Manuel Agnelli, leader dei Afterhours e giudice di X Factor, navega in un'analisi acida sulla musica attuale: “Tropppo marketing e pochissimo contenuto”. Agnelli ritiene che la musica Underground sia compromessa.Non è solo la televisione, anche la produzione discografica sia inquinata da tale approccio. “E' un appiattimento che funziona per l'algoritmo, ma non per la creatività”. Questo approccio porterebbe a “bagni di sangue economici e psicologici” per i giovani artisti.
Maggiormente si esprime nella considerazione sulla “schiavitù dei risultati” che regna sui social media e nel mondo musicale, dove si valutano maggiormente i numeri piuttosto che la qualità dell'opera. “Ormai si bada solo ai numeri, non solo nella musica, ma in qualsiasi campo. C'è questa teoria dell'efficienza a tutti i costi, secondo cui senza i numeri non vale la pena fare le cose”.
Agnelli si riferisce alla sua esperienza come giudice di X Factor: “La cosa più difficile è avere a che fare con gente che ha una ‘presunzione allucinante' a 18-19 anni”. “Era un incubo e ci sono state anche liti”, racconta.
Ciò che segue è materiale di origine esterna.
PR #3533, opened 2024-05-02
Make file descriptors into refcount references

### LINKED ISSUE #3525: Make file descriptors into refcounted references to "file descriptions"
Currently, every file descriptor has to implement `dup`, and some do that incorrectly. The issue is that file descriptors are more like `Arc` than like `Box`, so all state should be shared among all the duplicates, which typically requires an extra level of indirection -- e.g. in eventfd or epoll, where duplicate file descriptors should reference the same underlying state.

Instead of making each FD type handle that, we should remove `dup` from the `FileDescriptor` trait and handle this ourselves. I see two ways to do that:
- Literally use `Arc<dyn FileDescription>` instead of `Box<dyn FileDescriptor>`, so `Arc` handles the refcounting for us for free. However this will require interior mutability if the file description tracks mutable state (as many of the "special" FDs will).
- Add some sort of `FxHashMap<FileDescriptionId, (usize, Box<dyn FileDescription>)>` (where the `usize` is a refcount) and then make the FD table simply reference `FileDescriptionId`. This means we have to do refcounting ourselves but we can get exclusive access to the data inside a file description.

Interior mutability is annoying, but then there is some chance we'll need to give the `read`/`write` methods access to the machine (even mutable access!) and then it seems hard to avoid some form of interior mutability. So currently my gut feeling is that manual refcounting isn't worth it.

Luv-Ray:
fixes #3525 

Remove `fn dup` in `trait FileDescription`, define `struct FileDescriptor(Rc<RefCell<dyn FileDescription>>)`, and use `BTreeMap<i32, FileDescriptor>` in `FdTable`.

---

There are some refactors similar to the following form:
```rust
{  // origin:
    if let Some(file_descriptor) = this.machine.fds.get_mut(fd) {
        // write file_descriptor
    } else {
        this.fd_not_found()
    }
}
{  // now:
    let Some(mut file_descriptor) = this.machine.fds.get_mut(fd) else {
        return this.fd_not_found();
    };
    // write file_descriptor
    drop(file_descriptor);
}
```
The origin form can't compile because as using `RefCell` to get interior mutability, `fn get_mut` return `Option<std::cell::RefMut<'_, dyn FileDescription>>` instead of `Option<&mut dyn FileDescription>` now, and the `deref_mut` on `file_descriptor: RefMut` will cause borrow `this` as mutable more than once at a time. 
So this form of refactors and manual drops are are implemented to avoid borrowing `this` at the same time.

### DIFF
--- a/src/shims/unix/fd.rs
+++ b/src/shims/unix/fd.rs
@@ -2,8 +2,10 @@
 //! standard file descriptors (stdin/stdout/stderr).
 
 use std::any::Any;
+use std::cell::{Ref, RefCell, RefMut};
 use std::collections::BTreeMap;
 use std::io::{self, ErrorKind, IsTerminal, Read, SeekFrom, Write};
+use std::rc::Rc;
 
 use rustc_middle::ty::TyCtxt;
 use rustc_target::abi::Size;
@@ -12,7 +14,7 @@ use crate::shims::unix::*;
 use crate::*;
 
 /// Represents an open file descriptor.
-pub trait FileDescriptor: std::fmt::Debug + Any {
+pub trait FileDescription: std::fmt::Debug + Any {
     fn name(&self) -> &'static str;
 
     fn read<'tcx>(
@@ -44,12 +46,9 @@ pub trait FileDescriptor: std::fmt::Debug + Any {
     fn close<'tcx>(
         self: Box<Self>,
         _communicate_allowed: bool,
-    ) -> InterpResult<'tcx, io::Result<i32>> {
+    ) -> InterpResult<'tcx, io::Result<()>> {
         throw_unsup_format!("cannot close {}", self.name());
     }
-
-    /// Return a new file descriptor *that refers to the same underlying object*.
-    fn dup(&mut self) -> io::Result<Box<dyn FileDescriptor>>;
 
     fn is_tty(&self, _communicate_allowed: bool) -> bool {
         // Most FDs are not tty's and the consequence of a wrong `false` are minor,
@@ -58,7 +57,7 @@ pub trait FileDescriptor: std::fmt::Debug + Any {
     }
 }
 
-impl dyn FileDescriptor {
+impl dyn FileDescription {
     #[inline(always)]
     pub fn downcast_ref<T: Any>(&self) -> Option<&T> {
         (self as &dyn Any).downcast_ref()
@@ -70,7 +69,7 @@ impl dyn FileDescriptor {
     }
 }
 
-impl FileDescriptor for io::Stdin {
+impl FileDescription for io::Stdin {
     fn name(&self) -> &'static str {
         "stdin"
     }
@@ -88,16 +87,12 @@ impl FileDescriptor for io::Stdin {
         Ok(Read::read(self, bytes))
     }
 
-    fn dup(&mut self) -> io::Result<Box<dyn FileDescriptor>> {
-        Ok(Box::new(io::stdin()))
-    }
-
     fn is_tty(&self, communicate_allowed: bool) -> bool {
         communicate_allowed && self.is_terminal()
     }
 }
 
-impl FileDescriptor for io::Stdout {
+impl FileDescription for io::Stdout {
     fn name(&self) -> &'static str {
         "stdout"
     }
@@ -120,16 +115,12 @@ impl FileDescriptor for io::Stdout {
         Ok(result)
     }
 
-    fn dup(&mut self) -> io::Result<Box<dyn FileDescriptor>> {
-        Ok(Box::new(io::stdout()))
-    }
-
     fn is_tty(&self, communicate_allowed: bool) -> bool {
         communicate_allowed && self.is_terminal()
     }
 }
 
-impl FileDescriptor for io::Stderr {
+impl FileDescription for io::Stderr {
     fn name(&self) -> &'static str {
         "stderr"
     }
@@ -145,10 +136,6 @@ impl FileDescriptor for io::Stderr {
         Ok(Write::write(&mut { self }, bytes))
     }
 
-    fn dup(&mut self) -> io::Result<Box<dyn FileDescriptor>> {
-        Ok(Box::new(io::stderr()))
-    }
-
     fn is_tty(&self, communicate_allowed: bool) -> bool {
         communicate_allowed && self.is_terminal()
     }
@@ -158,7 +145,7 @@ impl FileDescriptor for io::Stderr {
 #[derive(Debug)]
 pub struct NullOutput;
 
-impl FileDescriptor for NullOutput {
+impl FileDescription for NullOutput {
     fn name(&self) -> &'static str {
         "stderr and stdout"
     }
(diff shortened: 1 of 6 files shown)


RalfJung:
Thanks for the PR! That was quick. :)

> define struct FileDescription(Rc<RefCell<dyn FileDescriptor>>)

This sounds the wrong way around. Many file descriptors map to fewer file descriptions, not the other way around.

src/shims/unix/fd.rs
```diff
@@ -41,24 +43,19 @@ pub trait FileDescriptor: std::fmt::Debug + Any {
         throw_unsup_format!("cannot seek on {}", self.name());
     }
 
-    fn close<'tcx>(
-        self: Box<Self>,
-        _communicate_allowed: bool,
-    ) -> InterpResult<'tcx, io::Result<i32>> {
+    /// Note: Please ensure `Rc::strong_count(&fd) == 1` before calling this fuction.
```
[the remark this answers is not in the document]
oli-obk: ah, but that's what you meant 🤦 yea, we should only call this once

src/shims/unix/fd.rs
```diff
@@ -329,7 +313,8 @@ pub trait EvalContextExt<'mir, 'tcx: 'mir>: crate::MiriInterpCxExt<'mir, 'tcx> {
         let fd = this.read_scalar(fd_op)?.to_i32()?;
 
         Ok(Scalar::from_i32(if let Some(file_descriptor) = this.machine.fds.remove(fd) {
-            let result = file_descriptor.close(this.machine.communicate())?;
+            let result =
+                file_descriptor.0.as_ref().borrow_mut().close(this.machine.communicate())?;
```
oli-obk, line 317: so.. we'll want to check the refcount here first, and only call close if it's 1

Luv-Ray: refactored the close check to another function, thanks for the review :)

src/shims/unix/fd.rs
```diff
@@ -41,24 +43,19 @@ pub trait FileDescriptor: std::fmt::Debug + Any {
         throw_unsup_format!("cannot seek on {}", self.name());
     }
 
-    fn close<'tcx>(
-        self: Box<Self>,
-        _communicate_allowed: bool,
-    ) -> InterpResult<'tcx, io::Result<i32>> {
+    /// Note: This function should not be called except [`FileDescriptor::close`].
+    fn close<'tcx>(&mut self, _communicate_allowed: bool) -> InterpResult<'tcx, io::Result<i32>> {
```
RalfJung, line 47: Can you make this function take `self`? Then we can be sure it is called only once.

We can use `Rc::into_inner` to get ownership of `self` for this.

RalfJung (commented):
Nice! I quite like the `let ... else` pattern, it avoids rightward drift of the actual core logic of these operations.

However, I think we can do `close` a bit nicer, without manually looking at the `strong_count`.

src/shims/unix/fd.rs
Luv-Ray: That's correct, using `self` as a parameter for `close` would be more natural. However, it would result in an error:

>  the size for values of type `Self` cannot be known at compilation time

An alternative approach is to take `Box<self>` as parameter and `FileDescriptor` will become `Rc<RefCell<Box<dyn FileDescription>>>`. What do you think about this?

RalfJung: Ah, right, it must be object safe... the double pointer indirection is a bit unfortunate,y but yeah making it `Box<self>` sounds like a good idea to me.

Luv-Ray: done :)

src/shims/unix/fd.rs
```diff
@@ -172,16 +159,28 @@ impl FileDescriptor for NullOutput {
...
+
+impl FileDescriptor {
+    pub fn new<T: FileDescription>(fd: T) -> Self {
+        FileDescriptor(Rc::new(RefCell::new(Box::new(fd))))
+    }
 
-    fn dup(&mut self) -> io::Result<Box<dyn FileDescriptor>> {
-        Ok(Box::new(NullOutput))
+    pub fn close<'ctx>(self, communicate_allowed: bool) -> InterpResult<'ctx, io::Result<i32>> {
+        match Rc::into_inner(self.0) {
```
RalfJung, line 173:
```suggestion
        // Destroy this `Rc` using `into_inner` so we can call `close` instead of
        // implicitly running the destructor of the file description.
        match Rc::into_inner(self.0) {
```

src/shims/unix/fd.rs
```diff
@@ -43,8 +43,10 @@ pub trait FileDescription: std::fmt::Debug + Any {
         throw_unsup_format!("cannot seek on {}", self.name());
     }
 
-    /// Note: This function should not be called except [`FileDescriptor::close`].
-    fn close<'tcx>(&mut self, _communicate_allowed: bool) -> InterpResult<'tcx, io::Result<i32>> {
+    fn close<'tcx>(
+        self: Box<Self>,
+        _communicate_allowed: bool,
+    ) -> InterpResult<'tcx, io::Result<i32>> {
```
RalfJung, line 49: Do you know why `close` returns an `i32`? Shouldn't this be `InterpResult<'tcx, io::Result<()>>`?

src/shims/unix/fd.rs
```diff
@@ -233,12 +234,12 @@ impl FdTable {
         new_fd
     }
 
-    pub fn get(&self, fd: i32) -> Option<Ref<'_, dyn FileDescription>> {
```
RalfJung: You can probably keep the `Option<Ref<'_, dyn FileDescription>>` return type by using `Ref::map`.

Luv-Ray: learned a lot :)

src/shims/unix/fd.rs
Luv-Ray: As `EvalContextExt::close` returns `InterpResult<'tcx, Scalar<Provenance>>`, we can return `InterpResult<'tcx, io::Result<()>>` in `FileDescription::close` and then map the `io::Result<()>` to `io::Result<i32>`

src/shims/unix/fs.rs
```diff
@@ -17,15 +17,17 @@ use crate::shims::unix::*;
...
 struct FileHandle {
     file: File,
     writable: bool,
 }
 
-impl FileDescriptor for FileHandle {
+impl FileDescription for FileHandle {
     fn name(&self) -> &'static str {
-        "FILE"
+        "file"
```
Luv-Ray, line 30: All other `FileDescription`'s name are lower case, so I changed it to keep the same.

src/shims/unix/fd.rs
```diff
@@ -330,6 +325,8 @@ pub trait EvalContextExt<'mir, 'tcx: 'mir>: crate::MiriInterpCxExt<'mir, 'tcx> {
 
         Ok(Scalar::from_i32(if let Some(file_descriptor) = this.machine.fds.remove(fd) {
             let result = file_descriptor.close(this.machine.communicate())?;
+            // return `0` if close is successful
+            let result = result.map(|_| 0i32);
```
Luv-Ray, line 329: let `FileDescription::close` return `InterpResult<'tcx, io::Result<()>>` and map the `()` to `0i32` here

src/shims/unix/fd.rs
```diff
@@ -169,10 +169,12 @@ impl FileDescriptor {
         FileDescriptor(Rc::new(RefCell::new(Box::new(fd))))
     }
 
-    pub fn close<'ctx>(self, communicate_allowed: bool) -> InterpResult<'ctx, io::Result<i32>> {
+    // Destroy this `Rc` using `into_inner` so we can call `close` instead of
+    // implicitly running the destructor of the file description.
```
RalfJung, line 173: The comment was meant to go inside the function, not outside it.

Github has a handy button to apply these suggestions so you don;t have to copy-paste them. :)

src/shims/unix/fd.rs
RalfJung, line 329:
```suggestion
            let result = result.map(|()| 0i32);
```
This makes sure we notice if the argument type becomes something else that we do not want to throw away

src/shims/unix/fd.rs
```diff
@@ -234,14 +236,14 @@ impl FdTable {
         new_fd
     }
 
-    pub fn get(&self, fd: i32) -> Option<Ref<'_, Box<dyn FileDescription>>> {
+    pub fn get(&self, fd: i32) -> Option<Ref<'_, dyn FileDescription>> {
         let fd = self.fds.get(&fd)?;
-        Some(fd.0.as_ref().borrow())
+        Some(Ref::map(fd.0.as_ref().borrow(), |fd| fd.as_ref()))
```
RalfJung, line 241: The first `as_ref` should be unnecessary, `Rc` auto-derefs

RalfJung:
Awesome, I think we're done. :)

Please squash the commits together.

RalfJung:
Thanks a lot!

@bors r+

RalfJung:
@Luv-Ray a possible next step, if you want, would be to give `read` and `write` access to `ecx: &mut InterpCx<'mir, 'tcx, MiriMachine<'mir, 'tcx>>`. This will be needed in the future to support blocking on these operations.

To make that work out in terms of borrowing, I think what we will have to do is clone the `Rc` in the `read`/`write` functions in `unix/fd.rs`, so that we have a fully owned `FileDescriptor` next to a uniquely borrowed `InterpCx`.

Luv-Ray:
Thanks for review! I think I can give it a try on the next step.

PR #3557, opened 2024-05-04
Move sched_getaffinity back to Linux

RalfJung:
This reverts commit c1a3f8576ea12b0bed68ad3dedf4069ca3d9816f. The shim isn't actually useful for anything, and it is untested on FreeBSD. On Linux it exists solely because std and num_cpus are trying this before falling back to `sysconf`, but on FreeBSD that's not how they work, so there's no reason I can see to have this stub shim on FreeBSD.

### DIFF
--- a/src/shims/unix/foreign_items.rs
+++ b/src/shims/unix/foreign_items.rs
@@ -724,25 +724,6 @@ pub trait EvalContextExt<'mir, 'tcx: 'mir>: crate::MiriInterpCxExt<'mir, 'tcx> {
                 }
             }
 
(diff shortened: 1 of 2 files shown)


RalfJung:
@devnexen do you have a use-case where adding this function (always returning EINVAL) actually helps? If so, we should add a test, but otherwise I'd prefer to revert.

devnexen:
might be wiser to revert we can always add back if context changes.

RalfJung:
Okay, thanks for clarifying!
@bors r+

PR #3560, opened 2024-05-04
sync: better error in invalid synchronization primitive ID

RalfJung:
@devnexen this should fix the ICE in your PR (but it won't fix the code, it will just report proper UB instead).


src/shims/unix/sync.rs
```diff
@@ -719,6 +727,14 @@ pub trait EvalContextExt<'mir, 'tcx: 'mir>: crate::MiriInterpCxExt<'mir, 'tcx> {
     ) -> InterpResult<'tcx, Scalar<Provenance>> {
         let this = self.eval_context_mut();
 
+        // Does not exist on macOS!
+        if !matches!(&*this.tcx.sess.target.os, "linux") {
```
RalfJung, line 731: @devnexen when this lands you'll have to rebase and add the solarish OSes here

PR #3818, opened 2024-08-17
epoll: iterate through output buffer then fetch an event from ready list

### LINKED ISSUE #3812: epoll_wait can lose events when they do not all fit into the output buffer
See [here](https://github.com/rust-lang/miri/pull/3712#pullrequestreview-2243021331) for the relevant code and what is wrong with it: we first fetch an event from the queue, and then try to find a spot for it in the buffer. That's the wrong way around; we should iterate over the output buffer and only if we are sure we can store an event, then fetch one from the queue.

Cc @tiif

tiif:
Fixes #3812

### DIFF
--- a/src/shims/unix/linux/epoll.rs
+++ b/src/shims/unix/linux/epoll.rs
@@ -436,23 +436,18 @@ pub trait EvalContextExt<'tcx>: crate::MiriInterpCxExt<'tcx> {
         let mut num_of_events: i32 = 0;
         let mut array_iter = this.project_array_fields(&events)?;
 
-        while let Some((epoll_key, epoll_return)) = ready_list.pop_first() {
-            // If the file description is fully close, the entry for corresponding FdID in the
-            // global epoll event interest table would be empty.
-            if this.machine.epoll_interests.get_epoll_interest(epoll_key.0).is_some() {
-                // Return notification to the caller if the file description is not fully closed.
-                if let Some(des) = array_iter.next(this)? {
-                    this.write_int_fields_named(
-                        &[
-                            ("events", epoll_return.events.into()),
-                            ("u64", epoll_return.data.into()),
-                        ],
-                        &des.1,
-                    )?;
-                    num_of_events = num_of_events.checked_add(1).unwrap();
-                } else {
-                    break;
-                }
+        while let Some(des) = array_iter.next(this)? {
+            if let Some(epoll_event_instance) = ready_list_next(this, &mut ready_list) {
+                this.write_int_fields_named(
+                    &[
+                        ("events", epoll_event_instance.events.into()),
+                        ("u64", epoll_event_instance.data.into()),
+                    ],
+                    &des.1,
+                )?;
+                num_of_events = num_of_events.strict_add(1);
+            } else {
+                break;
             }
         }
         Ok(Scalar::from_i32(num_of_events))
@@ -494,4 +489,22 @@ pub trait EvalContextExt<'tcx>: crate::MiriInterpCxExt<'tcx> {
         }
         Ok(())
     }
+}
+
+/// This function takes in ready list and returns EpollEventInstance with file description
+/// that is not closed.
+fn ready_list_next(
+    ecx: &MiriInterpCx<'_>,
+    ready_list: &mut BTreeMap<(FdId, i32), EpollEventInstance>,
+) -> Option<EpollEventInstance> {
+    while let Some((epoll_key, epoll_event_instance)) = ready_list.pop_first() {
+        // This ensures that we only return events that we are interested. The FD might have been closed since
+        // the event was generated, in which case we are not interested anymore.
+        // When a file description is fully closed, it gets removed from `machine.epoll_interests`,
+        // so we skip events whose FD is not in that map anymore.
+        if ecx.machine.epoll_interests.get_epoll_interest(epoll_key.0).is_some() {
+            return Some(epoll_event_instance);
+        }
+    }
+    return None;
 }
--- a/tests/pass-dep/libc/libc-epoll.rs
+++ b/tests/pass-dep/libc/libc-epoll.rs
@@ -20,6 +20,8 @@ fn main() {
     test_pointer();
     test_two_same_fd_in_same_epoll_instance();
     test_epoll_wait_maxevent_zero();
+    test_epoll_lost_events();
+    test_ready_list_fetching_logic();
 }
 
 // Using `as` cast since `EPOLLET` wraps around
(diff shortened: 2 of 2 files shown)


src/shims/unix/linux/epoll.rs
```diff
@@ -411,12 +411,13 @@ pub trait EvalContextExt<'tcx>: crate::MiriInterpCxExt<'tcx> {
...
 
-        while let Some((epoll_key, epoll_return)) = ready_list.pop_first() {
-            // If the file description is fully close, the entry for corresponding FdID in the
-            // global epoll event interest table would be empty.
-            if this.machine.epoll_interests.get_epoll_interest(epoll_key.0).is_some() {
-                // Return notification to the caller if the file description is not fully closed.
-                if let Some(des) = array_iter.next(this)? {
+        while let Some(des) = array_iter.next(this)? {
+            // Fetch an event from the ready list.
+            if let Some((epoll_key, epoll_return)) = ready_list.pop_first() {
```
oli-obk, line 416: This will cause empty entries whenever a FD was already closed. You'll need to use a for loop here and exit it only if you actually write an entry.

This will cause us to finish iterating over the array_iter and never doing anything once the ready list is empty. That's fine, but we could also ensure we `continue` to the outer loop (by giving it a label) and unconditionally breaking after the ready list loop

oli-obk: (fwiw: this is why we abandoned this approach before, but forgot that in abandoning it we'd not fix this issue)

RalfJung: Indeed, this needs to be a *loop* getting the next entry from the ready list that refers to an FD that is still open.

(I assume there's a test covering this case? That test would generate an interesting event on an FD, and then close the FD, and only then call epoll_wait and expect to *not* see that event.)

tiif: Right, the test that I added initially failed because there is empty entry where it shouldn't. I added a condition to check if the entry is actually written, also terminate earlier if the ready list is empty (although this won't affect correctness).

src/shims/unix/linux/epoll.rs
```diff
@@ -411,20 +411,27 @@ pub trait EvalContextExt<'tcx>: crate::MiriInterpCxExt<'tcx> {
...
-                            ("events", epoll_return.events.into()),
-                            ("u64", epoll_return.data.into()),
-                        ],
-                        &des.1,
-                    )?;
-                    num_of_events = num_of_events.checked_add(1).unwrap();
+        while let Some(des) = array_iter.next(this)?
+            && !ready_list.is_empty()
+        {
+            let mut entry_written = false;
```
RalfJung, line 417: I don't think using mutable state is necessary here. That makes reasoning about the code harder. The `!is_empty` check above also adds extra complexity that should not be needed.

Instead, I suggest you add a function like `ready_list_next` that returns the next item from the ready list that someone is still interested in:
```rust
while let Some((epoll_key, epoll_return)) = ready_list.pop_first() {
  // Ensure we are still interested in this event. The FD might have been closed since
  // the event was generated, in which case we are not interested any more.
  if this.machine.epoll_interests.get_epoll_interest(epoll_key.0).is_some() {
    return Some((epoll_key, epoll_return));
  }
}
return None;
```
Then you just use that method here, the loop here should become fairly simple.

src/shims/unix/linux/epoll.rs
```diff
@@ -411,20 +411,27 @@ pub trait EvalContextExt<'tcx>: crate::MiriInterpCxExt<'tcx> {
...
+                        // Return notification to the caller if the file description is not fully closed.
+                        this.write_int_fields_named(
+                            &[
+                                ("events", epoll_return.events.into()),
+                                ("u64", epoll_return.data.into()),
+                            ],
+                            &des.1,
+                        )?;
+                        num_of_events = num_of_events.checked_add(1).unwrap();
+                        entry_written = true;
```
oli-obk, line 433:
```suggestion
                        break;
```

src/shims/unix/linux/epoll.rs
tiif: Updated. By the way, if the ``for`` loop you meant is for ``while let Some(des) = array_iter.next(this)? ``, it might not be possible because [ArrayIterator](https://doc.rust-lang.org/nightly/nightly-rustc/rustc_const_eval/interpret/eval_context/struct.InterpCx.html#method.project_array_fields), which is the type of ``array_iter``, doesn't implement ``IntoIterator``.

RalfJung: Ah right this has to remain `while let`, good point.

src/shims/unix/linux/epoll.rs
```diff
@@ -431,28 +431,42 @@ pub trait EvalContextExt<'tcx>: crate::MiriInterpCxExt<'tcx> {
...
+            } else {
+                break;
             }
         }
         Ok(Scalar::from_i32(num_of_events))
     }
 
+    /// This function takes in ready list and returns EpollEventInstance with file description
+    /// that is not closed.
+    fn ready_list_next(
```
RalfJung, line 453: You are adding this as a public function that can be called everywhere in Miri -- that's not the intention, as this is just a private helper. Please make the function private.

src/shims/unix/linux/epoll.rs
```diff
@@ -431,28 +431,42 @@ pub trait EvalContextExt<'tcx>: crate::MiriInterpCxExt<'tcx> {
...
+        &self,
+        ready_list: &mut BTreeMap<(FdId, i32), EpollEventInstance>,
+    ) -> Option<EpollEventInstance> {
+        let this = self.eval_context_ref();
+        while let Some((epoll_key, epoll_event_instance)) = ready_list.pop_first() {
+            // This ensures that we only return events that we are interested. The FD might have been closed since
+            // the event was generated, in which case we are not interested anymore.
```
RalfJung, line 460:
```suggestion
            // the event was generated, in which case we are not interested anymore.
            // When a file description is fully closed, it gets removed from `machine.epoll_interests`,
            // so we skip events whose FD is not in that map any more.
```

src/shims/unix/linux/epoll.rs
```diff
@@ -431,28 +431,42 @@ pub trait EvalContextExt<'tcx>: crate::MiriInterpCxExt<'tcx> {
...
+            if this.machine.epoll_interests.get_epoll_interest(epoll_key.0).is_some() {
+                // If the file description is fully close, the entry for corresponding FdID in the
+                // global epoll event interest table would be empty.
```
RalfJung, line 463:
```suggestion
```

src/shims/unix/linux/epoll.rs
```diff
@@ -431,28 +431,42 @@ pub trait EvalContextExt<'tcx>: crate::MiriInterpCxExt<'tcx> {
...
+        while let Some(des) = array_iter.next(this)? {
+            if let Some(epoll_event_instance) = this.ready_list_next(&mut ready_list) {
+                this.write_int_fields_named(
+                    &[
+                        ("events", epoll_event_instance.events.into()),
+                        ("u64", epoll_event_instance.data.into()),
+                    ],
+                    &des.1,
+                )?;
+                num_of_events = num_of_events.checked_add(1).unwrap();
```
RalfJung, line 443:
```suggestion
                num_of_events = num_of_events.strict_add(1);
```

tests/pass-dep/libc/libc-epoll.rs
```diff
@@ -501,3 +503,65 @@ fn test_socketpair_read() {
...
+
+    // Create a socketpair instance.
+    let mut fds = [-1, -1];
+    let res = unsafe { libc::socketpair(libc::AF_UNIX, libc::SOCK_STREAM, 0, fds.as_mut_ptr()) };
+    assert_eq!(res, 0);
+
+    // Register both fd to the same epoll instance.
+    let mut ev = libc::epoll_event { events: EPOLL_IN_OUT_ET, u64: fds[0] as u64 };
+    let res = unsafe { libc::epoll_ctl(epfd, libc::EPOLL_CTL_ADD, fds[0], &mut ev) };
+    assert_ne!(res, -1);
```
RalfJung, line 522:
```suggestion
    assert_eq!(res, 0);
```
also in the rest of the test

src/shims/unix/linux/epoll.rs
tiif: I moved this out and turned this a free function. Alternatively, we can create a wrapper type for ``ready_list`` and make this a method of that type.

RalfJung: A free function sounds good for this!

RalfJung:
Looks good, thanks. :) Please squash the commits.

tiif:
@RalfJung The CI is green here, would you like to land this first? I will go back https://github.com/rust-lang/miri/pull/3820 to resolve potential merge conflict after this landed.

RalfJung:
Okay :)
@bors r+

PR #3819, opened 2024-08-17
epoll test: further clean up check_epoll_wait

RalfJung:
Given that `check_epoll_wait` compared the length of the two slices, I don't think it was possible for it to ever return `false`. It's also strange to have some requirements checked inside the function and some checked by the caller, so let's just move it all inside the function.

Cc @tiif -- did I miss anything?


tiif:
Correct, this looks good!

RalfJung:
Great, thanks for checking. :)

@bors r+

PR #3820, opened 2024-08-17
Add epollerr support

### LINKED ISSUE #3816: epoll does not report EPOLLERR events
According to the [man page](https://man7.org/linux/man-pages/man2/epoll_ctl.2.html), epoll will always report EPOLLERR events. However, our implementation never reports them. This is a problem as Miri will silently accept the program but run it in an incorrect way. There's no good way to throw a "not supported" error here, so we should implement this event notification.

Cc @tiif

tiif:
Fixes #3816 

For socketpair, if the peer fd is closed while having data in its read buffer, ``EPOLLER`` will be thrown. 

This is still WIP because I am currently finding a way to check if peer fd still has something in its ``readbuf`` when it is closed and add the ``EPOLLER`` flag In ``get_epoll_ready_events``.

### DIFF
--- a/src/shims/unix/linux/epoll.rs
+++ b/src/shims/unix/linux/epoll.rs
@@ -76,11 +76,19 @@ pub struct EpollReadyEvents {
     /// epollrdhup also gets set when only the write half is closed, which is possible
     /// via `shutdown(_, SHUT_WR)`.
     pub epollhup: bool,
+    /// Error condition happened on the associated file descriptor.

Sull'argomentO Maneskin, Agnelli confessa di averli “spinti” verso il rock, sfidando la loro volontà di diventare “schocking”, ma riconoscendo che “lui [Damiano] aveva un talento pazzesco nell'essere così arrogante”.
Il leader dei Afterhours si conclude lamentando che il popolo italiano non sappia fare “progettare in grande” e che la paura di non raggiungere i numeri bedina laQuality urge copyright.
Si indigna della produzione discografica italiana: “Non è più nuova, ma è super rappresentativa di quello che la società e i ragazzi sono oggi. È tutto virtuale e digitale. La produzione è fatta in serie. Tutti hanno gli stessi autori. È puro business. I ragazzi sono più imprenditori che artisti. E però tutto questo prima o poi finirà…”.
Fonte: BSMT – Podcast di Gianluca Gazzoli.